Upgrading your life “operating system”

I listened to this Tim Ferriss interview with entrepreneur Peter Diamandis recently. Diamandis is promoting his new book, Bold, which is a challenge to aim higher, dream crazier dreams, and take bold action.

The podcast is a solid interview, filled with perspective shifting insights and stories.

I was particularly struck by Diamandis’s notion that we should periodically reevaluate our mind’s OS, our operating system for how we think and behave. I upgrade my computer’s OS almost yearly, but how often do I tinker with my primary mental default settings?

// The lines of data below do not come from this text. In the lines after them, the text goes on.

PR #20201, opened 2025-10-26
[hist] raise error when axis edges are inf/nan

ferdymercury:
This is related to https://github.com/root-project/root/issues/20174 and the discussion in https://github.com/root-project/root/pull/20176

fyi @aapo-kossi

Should we completely disallow infinite bin edges, since it violates a bit the assumptions of under and overflow bins? (As well as complicates the implementation of GetBinCenter, Low and Up Edge, etc). And the workaround is quite easy, just setting 1e30 / 1-e30 as variable bin edge.

Or should we only allow inf for variable bin edges, and not for fixed binwidth since there it does not make sense?

Closes https://github.com/root-project/root/issues/20174

PR #20217, opened 2025-10-28
[hist] Don't use FindBin/GetBinCenter in TH1 derived projections

### LINKED ISSUE #20174: TH1 and derivates projections produce incorrect results for histograms with infinite bin edges

aapo-kossi:
Since outgoing bin indices can be computed depending only on the option to keep original binning and set axis ranges, there is no need to use FindBin and GetBinCenter to get the output bin where integrated contents are to be placed. This PR removes the usage of GetBinCenter and FindBin from the output bin index calculation, instead using simple index arithmetic. This fixes the corner-case where non-finite bin edges cause projected bins to be empty due to GetBinCenter returning a bin index that is not actually inside the bin. A slight performance improvement could also be expected, but this is unimportant since I don't expect a histogram projection to be a bottleneck in anyone's analysis.

I tried adding more tests to verify that the new logic is sound and equivalent to the existing implementation in cases other than the mentioned infinite bin edges. I think someone more familiar with the internals should make sure I have covered all use cases so that this change doesn't introduce any new bugs.

Fixes https://github.com/root-project/root/issues/20174

## Checklist:

- [x] tested changes locally

This PR fixes #20174

### DIFF
--- a/hist/hist/src/TH2.cxx
+++ b/hist/hist/src/TH2.cxx
@@ -2272,10 +2272,25 @@ TH1D *TH2::DoProjection(bool onX, const char *name, Int_t firstbin, Int_t lastbi
    // if the out axis has labels and is extendable, temporary make it non-extendable to avoid adding extra bins
    Bool_t extendable = outAxis->CanExtend();
    if ( labels && extendable ) h1->GetXaxis()->SetCanExtend(kFALSE);
-   for ( Int_t outbin = 0; outbin <= outAxis->GetNbins() + 1;  ++outbin) {
+
+   // compute loop indices
+   Int_t loop_start = 0;
+   Int_t loop_end = outAxis->GetNbins() + 1;
+   Int_t binOut = 0;
+   if (outAxis->TestBit(TAxis::kAxisRange)) {
+      loop_start = firstOutBin;
+      loop_end = lastOutBin;
+      if (originalRange)
+         // place results at original bin indices
+         binOut = firstOutBin;
+      else
+         // start from the first bin
+         binOut = 1;
+   }
+
+   for (Int_t outbin = loop_start; outbin <= loop_end; ++outbin, ++binOut) {
       err2 = 0;
       cont = 0;
-      if (outAxis->TestBit(TAxis::kAxisRange) && ( outbin < firstOutBin || outbin > lastOutBin )) continue;
 
       for (Int_t inbin = firstbin ; inbin <= lastbin ; ++inbin) {
          Int_t binx, biny;
@@ -2292,9 +2307,8 @@ TH1D *TH2::DoProjection(bool onX, const char *name, Int_t firstbin, Int_t lastbi
             err2  += exy*exy;
          }
       }
-      // find corresponding bin number in h1 for outbin
-      Int_t binOut = h1->GetXaxis()->FindBin( outAxis->GetBinCenter(outbin) );
-      h1->SetBinContent(binOut ,cont);
+
+      h1->SetBinContent(binOut, cont);
       if (computeErrors) h1->SetBinError(binOut,TMath::Sqrt(err2));
       // sum  all content
       totcont += cont;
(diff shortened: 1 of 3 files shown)


aapo-kossi:
This should be viewed as an alternative approach to #20176, also related to #20201. If/while infinite bin edges are fully disallowed then this is mostly irrelevant and probably unnecessary, but I do not know if that is needed if a fix is this simple.

ferdymercury:
Thanks! Side note: the drawback of supporting this is that one would have also have to fix GetBinCenter, GetBinLowEdge independently of whether it's used or not for the projection), and fixing it might affect performance.
Likewise, the definition of the overflow and underflow bin lose meaning when the first bin is already -inf

aapo-kossi:
> Thanks! Side note: the drawback of supporting this is that one would have also have to fix GetBinCenter, GetBinLowEdge independently of whether it's used or not for the projection), and fixing it might affect performance. Likewise, the definition of the overflow and underflow bin lose meaning when the first bin is already -inf

I agree with the sentiment that those methods could ideally return something reasonable, but since the returned values will either be infinite or NaN, they shouldn't be relied upon for any calculation other than possibly checking that they are not finite. The current implementation seemingly can already do this, though with some inconsistency on if the return value is inf or NaN.

To be more concrete, I don't expect a bin center especially to be very meaningful if we are talking about a bin with infinite width. Having a finite width for the bin in question could just be a precondition for using that method in my opinion, for example. And for getting the bin edges, I don't think uniformly binned axes should need to accept infinities.

A flow bin mostly does become meaningless for a histogram extending to infinity, yes (except for filling at +inf itself).

All this to say that there may be other problems with accepting infs that may need to be considered together as a whole, but in isolation this PR doesn't actually do any handling of infinities. It does fix an issue that would prevent them from being supported and in my opinion it simplifies the projection operations by removing unnecessary checking of axis coordinates (given I haven't missed a case that actually makes it necessary).

hageboeck:
Hello @aapo-kossi, thanks for the initiative! ROOT is currently branching off the v6.38 release, so we'll need a bit of time to decide how to go on.

aapo-kossi:
Closed since inf edges now throw and I don't see sense in changing the approach before RHist is adopted.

We add “apps” (a new language or skill, for example), but rarely do people examine, tweak, or completely upgrade their default “OS”, the set of assumptions and beliefs about life most people are handed by family, friends, and culture.

Computer software tends to get buggy and slow down over time, and to keep up and remain effective it needs regular updates and occasional wholesale upgrades.

But don’t most of us still rely on unexamined beliefs and principles and buggy habits and potentially outdated modes of operating?

My recent immersion in Stoic philosophy, for example, has led me to rewire my approach to obstacles and setbacks. I’m less of the blind optimist and more willing to embrace the negative.

The primary worldview I had at age 20 is mostly gone now, replaced, however, by an approach that is more realistic, more challenging, and ultimately more empowering. I know, though, how difficult it is to upgrade and debug a long-established mindset. Maybe I’m just slow and particularly resistant to change, but it’s taken three decades to reboot some fairly basic, outdated patterns.

The unexamined life, though… Not. Worth. Living.